Research and development of new energy materials

Pioneering the AI for Science paradigm, DP Technology fuses multi-scale modeling, high-throughput computing with state-of-the-art artificial intelligence methods to provide end-to-end full stack solution for the research and development of new energy materials and devices.

Explore the "genes" of material to achieve precise material design

Optimizing the performance of materials and devices using high-throughput computing and multi-scale modeling

AI accelerates material component screening and device optimization

Explore the "genes" of material to achieve precise material design

Deep Potential (DP), a collection of physics-informed deep neural network models, achieves ab initio accuracy while maintaining an efficiency comparable to that of classical molecular dynamics. Already widely adopted in the material science field, Deep Potential (DP) is an advanced technology which can provide the following services:
  • Predict properties of various battery materials such as cathode, anode, electrolyte, and SEI with first-principles accuracy.
  • Simulate complex electrochemical mechanisms and kinetic processes of battery devices with first-principles accuracy.
  • Explore the microscopic "gene" between the structure and performance of energy materials, which helps to rationally design new materials.
  • Optimizing the performance of materials and devices using high-throughput computing and multi-scale modeling

    By combining multi-scale modeling and high-throughput computing, global screening and optimization of material and device performance can be achieved.

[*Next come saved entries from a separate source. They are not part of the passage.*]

PR #246, opened 2023-11-28
CASSANDRA-19103 fix counter test

smiklosovic:


counter_test.py
```diff
@@ -114,8 +114,11 @@ def test_counter_leader_with_partial_view(self):
 
         # Now stop the node and restart but first install a rule to slow down how fast node 2 will update the list
         # nodes that are alive
-        nodes[1].stop(wait=True, wait_other_notice=False)
-        nodes[1].update_startup_byteman_script(mk_bman_path('gossip_alive_callback_sleep.btm'))
+        nodes[1].stop(wait=True, wait_other_notice=True)
```
smiklosovic, line 117: this is here to tell nodes which are still up that the second node went offline. Without that, it will still think that the second node is up.

counter_test.py
```diff
@@ -114,8 +114,11 @@ def test_counter_leader_with_partial_view(self):
...
+
+        if cluster.version() < '5.1':
+            nodes[1].update_startup_byteman_script(mk_bman_path('gossip_alive_callback_sleep.btm'))
+
         nodes[1].start(no_wait=True, wait_other_notice=False)
```
smiklosovic, line 122: here we do not wait for other nodes to notice the second one is up, it will be detected on their own when the logic is correct. Until they see the second node JOINED after we started it, they will never select that on their own.

byteman/4.0/election_counter_leader_favor_node2.btm
```diff
@@ -7,8 +7,8 @@ RULE election counter leader cheat
 CLASS org.apache.cassandra.service.StorageProxy
 METHOD findSuitableEndpoint
 AT EXIT
-BIND isthere:boolean = $localEndpoints.contains(org.apache.cassandra.locator.InetAddressAndPort.getByName("127.0.0.2"));
+BIND isthere:boolean = $localReplicas.stream().anyMatch(r -> { try { return r.endpoint().equals(org.apache.cassandra.locator.InetAddressAndPort.getByName("127.0.0.2")); } catch (Throwable t) { return false; } });
```
smiklosovic, line 10: `localEndpoints` are called `localReplicas` in 4.0+ and it is a collection of `Replica`s, not `InetAddress(WithPort)`

PR #249, opened 2023-12-17
CASSANDRA-14572 Add system_metrics keyspace to default keyspaces list

Mmuzaf:


cqlsh_tests/test_cqlsh.py
```diff
@@ -1040,7 +1040,7 @@ def test_default_keyspaces_exist(self):
         node1, = self.cluster.nodelist()
 
         # Describe keyspaces
-        expected_keyspaces = ['system_schema', 'system', 'system_traces', 'system_views',
+        expected_keyspaces = ['system_schema', 'system', 'system_traces', 'system_views', 'system_metrics',
```
smiklosovic: @Mmuzaf this will not work because system_metrics will be only on trunk and this test will be executed for 4.0+ so when 4.0 will be built, this one will not be there. You need to do it like below for system_cluster_metadata case:

        if self.cluster.version() >= LooseVersion('5.1'):
            expected_keyspaces.append('system_cluster_metadata')
            expected_keyspaces.append('system_metrics')

Mmuzaf: Makes sense, fixed.

PR #254, opened 2024-02-23
Fix timeouts in pytest.ini to not take preference over test decorations

ekaterinadimitrova2:
CASSANDRA-19409


ekaterinadimitrova2:
Merged manually

PR #173, opened 2019-06-06
ENH: Replace chart styled dynamic columns name and table styled dynam…

nivedita-deshmukh:
Replace chart styled dynamic columns name and table styled dynamic columns name with URL args value

Purpose:
Data columns name will be dynamic each time on which need to pass CSS style.
so for that in .yaml fill will be passing a static name and which can be replaced with dynamic columns name via URL args
so the actual data columns name can be displayed as table column name and chart axis label in the output PPT.


pratapvardhan:
@nivedita-deshmukh -- I believe this is resolved with column positions? If so, could you close this PR? If not, could you add the usage spec in description?

Issue #171, opened 2019-06-05
Migrate to sklearn.externals.joblib to joblib in gramex.ml


pratapvardhan:
Warning message states

`sklearn.externals.joblib` is deprecated in 0.21 and will be removed in 0.23. Please import this functionality directly from joblib, which can be installed with: pip install joblib. If this warning is raised when loading pickled models, you may need to re-serialize those models with scikit-learn 0.21+.

- We need to add `joblib` to miniconda setup
- Test old pickles work, else recreate

pratapvardhan:
Closed via #175

PR #175, opened 2019-06-07
sklearn 0.21 onwards use joblib to persist models #171

pratapvardhan:
…


sanand0:
All changes are fine, @pratapvardhan -- except `import os.path` is not required if we `import os`.

Please merge

PR #177, opened 2019-07-01
Doc: Standardize quickstart and dashboard tutorials

### LINKED ISSUE #174: Feedback on tutorials/charts
Comments on 9ef6ba74

- Add an "Outcome" header to each tutorial, indicating the outcome
- Step 1: show the tabular output of the modify: result so people get a feel for the out (?)
  - Maybe by directly embedding a part of the output in-place
  - like templates/imdb-template/#load-the-data maybe
- Step 3: Merge the two JavaScript snippets into one block
- Step 3:
  - g1.url.parse(baseDataURL).toString() == baseDataURL. Replace it
  - Don't use e.hash.relative. You probably want e.hash.{hash|search|searchKey}
  - I suspect `spec.data.url = baseDataURL + '#' + e.hash.hash` might work
- Step 4:
  - Move the `draw_chart()` part above, explain that it's vega view event (and maybe a line about the) first
  - Then explain what we do in the event handler
  - filterTableOnClick is too complex. Simplify it. And then add comments to explain

jaidevd:
Closes #174


pratapvardhan:
Feedback:

- Since content is progressive for tutorials. Use server templates and reuse them in `chart1.html` `chart2.html` and likewise for `index1.hml` etc.

- Or use `chart(.*).html` pattern and use `handler.path_args[0]` to conditionally load content?

jaidevd:
@pratapvardhan I don't follow. What do you mean by server templates?

jaidevd:
Closing and moving to https://github.com/gramexrecipes/gramex-guide/pull/2

Issue #179, opened 2019-07-18
gramex.data.filter does not cache sql


pratapvardhan:
Internally, in `data.py` we are using
```
data = gramex.cache.query(text(query), engine, state, params=all_params)

# elsewhere in cache.py (text(query), engine) is used for cache lookup

def query(sql, engine, state=None, **kwargs):
    key = (sql, engine.url)
    current_status = _cache.get(key, {}).get('status', None)
```

Now, `text(query)` returns a new object for same `query` text. Hence, internal caching of this key doesn't work.

Probably use a cache lookup for `text(query)` or internally in `cache.py` use sql text for key instead?

sanand0:
@pratapvardhan Let's discuss when we speak next, please?

pratapvardhan:
fixed via df97890

PR #180, opened 2019-07-29
BUG: Serialize query cache key #179

pratapvardhan:


sanand0:
Looks good @pratapvardhan -- please take a look at the Travis fails and merge

PR #183, opened 2019-07-31
ENH: Chart data columns positional identifiers changes.

nivedita-deshmukh:
**Purpose: Using column position as well assign the color to a column from ".yaml" definition.**

Here is the sample ".yaml" example

```
chart_name:
  chart:
    data:
      function: >
        py_file.py_func(data['test_data'], handler)
          x: 'label'
            color:
              2: '#B9CDE5'
              3: '#558ED5'
```

### DIFF
--- a/gramex/pptgen/commands.py
+++ b/gramex/pptgen/commands.py
@@ -339,6 +339,17 @@ def chart(shape, spec, data):
             style[key] = compile_function(style, key, data, handler)
 
     data = compile_function(info, 'data', data, handler)
+
+    """chart data columns positional identifiers changes."""
+    dt_cols = data.columns
+    input_colspec = spec['chart'].get('color', {})
+    input_cols = input_colspec.keys()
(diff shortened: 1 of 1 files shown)


pratapvardhan:
@nivedita-deshmukh -- could you add test case to understand the usecase better? Or share the reproducible example? input pptx, output pptx, same data -- attach these in the comment, if you're unable to add a test case.

nivedita-deshmukh:
@pratapvardhan PFA of test data and ppt on the below link
[https://drive.google.com/open?id=1WC9YbCv1R1oL0WR090qBbX8c8VlLZ5tU](url)

nivedita-deshmukh:
@pratapvardhan please do let me know if anything else more require.

pratapvardhan:
@nivedita-deshmukh would explore [Register a new command to PPTGen](https://learn.gramener.com/guide/pptxhandler/#register-register-a-new-command-to-pptgen) as an alternative.

PR #186, opened 2019-08-06
REF: Move guide, install on setup

pratapvardhan:
Files to see

- gramex/apps.yaml 
- setup.py
- testlib/test_setup.py
- add dependencies for latest miniconda / pandas


sanand0:
All fine. But in test_setup.py, please don't change exists(), and don't check for the guide. Those tests can be deleted.

Please create a new PR that removes the guide installation. If people run Gramex without gramex.yaml, treat it as an empty gramex.yaml (or anything else that makes the code elegant = smaller)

DP's team has accumulated expertise in multi-scale modeling algorithms from electron to atom to mesoscopic scales. Our team can provide the following services:
  • We can complete the system development from materials to devices (atoms to mesoscopic particles to electrode to battery cells) through multi-scale computational simulation.
  • Combined with high-throughput calculation of multi-scale modeling, we can complete the rapid screening of materials in the whole space, and help to customize new materials.
  • Combined with high-precision experimental characterization technology, a new material design flow of "computational design to experimental verification" is formed.
  • AI accelerates material component screening and device optimization

    The design of new energy materials and devices is a complex process. "AI + HPC + physical model" can break the gap between computational simulation and experimental requirements. As a basic application tool, AI participates in the daily design of batteries and other new energy materials:
  • With the help of Bohrium micro-scale scientific computing cloud platform, AI comprehensively improves the efficiency of material research and development.
  • Combined with high-throughput computing, AI accelerates material screening and promotes rational design of new energy materials such as lithium batteries and photovoltaics.
  • Beyond the limits of scale and computational simulation, AI helps complete the whole chain optimization of battery materials and devices.